BEGIN Data records

PR #10126, opened 2018-03-11
Fix/mana bar unselected class - fix: #10026

### LINKED ISSUE #10026: mana bar should not show in profile when user has not yet selected a class
When a user has not yet selected a class, currently if you view their profile you see a mana bar. The correct behaviour is that no mana bar should be shown (the same as for a user who has opted out of the class system).

Below is data showing the problem. `flags.classSelected` is `false` when a player has not yet selected a class so that is what you can use to prevent the mana bar being displayed.
```
{
    "stats": {
        "class": "warrior",
        "lvl": 13
    },
    "flags": {
        "classSelected": false
    },
}
```
screenshot_2018-02-20_09-26-24

tmkuba:

Fixes #10026

### Changes
[//]: # updates members.hasClass() to account for users who have not selected a class

[//]: # 
----
UUID: b1cf5a63-61c5-46e5-807d-656415fde46b

### DIFF
--- a/test/client/unit/specs/store/getters/members/hasClass.js
+++ b/test/client/unit/specs/store/getters/members/hasClass.js
@@ -13,7 +13,7 @@ describe('hasClass getter', () => {
         classSelected: true,
       },
     };
-    expect(hasClass(member)).to.equal(false);
+    expect(hasClass()(member)).to.equal(false);
   });
 
   it('returns false if member has disabled classes', () => {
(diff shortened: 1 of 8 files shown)


paglias:
This works @tmkuba  but I noticed that the same check is used in several places in the code and it would be great if we could use the getter everywhere, for example https://github.com/HabitRPG/habitica/blob/4108a22d7822027c29a1b5ed9843cc3844caae63/website/client/components/achievements/levelUp.vue#L152 (but there are other places too)

tmkuba:
Just an update, I am currently investigating the other places in the code that refers to the referenced flags

tmkuba:
Hi @paglias , I have updated the PR and used the hasClass() getter where similar checks are made.  Please review when you have a chance.

SabreCat:
Thanks for this, @tmkuba! Noted toward your second contributor tier!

END Data records

_What the task requires_
Reproduce the entries above in full by retyping them exactly.

_Result_
PR #10126, opened 2018-03-11
Fix/mana bar unselected class - fix: #10026

### LINKED ISSUE #10026: mana bar should not show in profile when user has not yet selected a class
When a user has not yet selected a class, currently if you view their profile you see a mana bar. The correct behaviour is that no mana bar should be shown (the same as for a user who has opted out of the class system).

Below is data showing the problem. `flags.classSelected` is `false` when a player has not yet selected a class so that is what you can use to prevent the mana bar being displayed.
```
{
    "stats": {
        "class": "warrior",
        "lvl": 13
    },
    "flags": {
        "classSelected": false
    },
}
```
screenshot_2018-02-20_09-26-24

tmkuba:

Fixes #10026

### Changes
[//]: # updates members.hasClass() to account for users who have not selected a class

[//]: # 
----
UUID: b1cf5a63-61c5-46e5-807d-656415fde46b

### DIFF
--- a/test/client/unit/specs/store/getters/members/hasClass.js
+++ b/test/client/unit/specs/store/getters/members/hasClass.js
@@ -13,7 +13,7 @@ describe('hasClass getter', () => {
         classSelected: true,
       },
     };
-    expect(hasClass(member)).to.equal(false);
+    expect(hasClass()(member)).to.equal(false);
   });
 
   it('returns false if member has disabled classes', () => {
(diff shortened: 1 of 8 files shown)


paglias:
This works @tmkuba  but I noticed that the same check is used in several places in the code and it would be great if we could use the getter everywhere, for example https://github.com/HabitRPG/habitica/blob/4108a22d7822027c29a1b5ed9843cc3844caae63/website/client/components/achievements/levelUp.vue#L152 (but there are other places too)

tmkuba:
Just an update, I am currently investigating the other places in the code that refers to the referenced flags

tmkuba:
Hi @paglias , I have updated the PR and used the hasClass() getter where similar checks are made.  Please review when you have a chance.

SabreCat:
Thanks for this, @tmkuba! Noted toward your second contributor tier!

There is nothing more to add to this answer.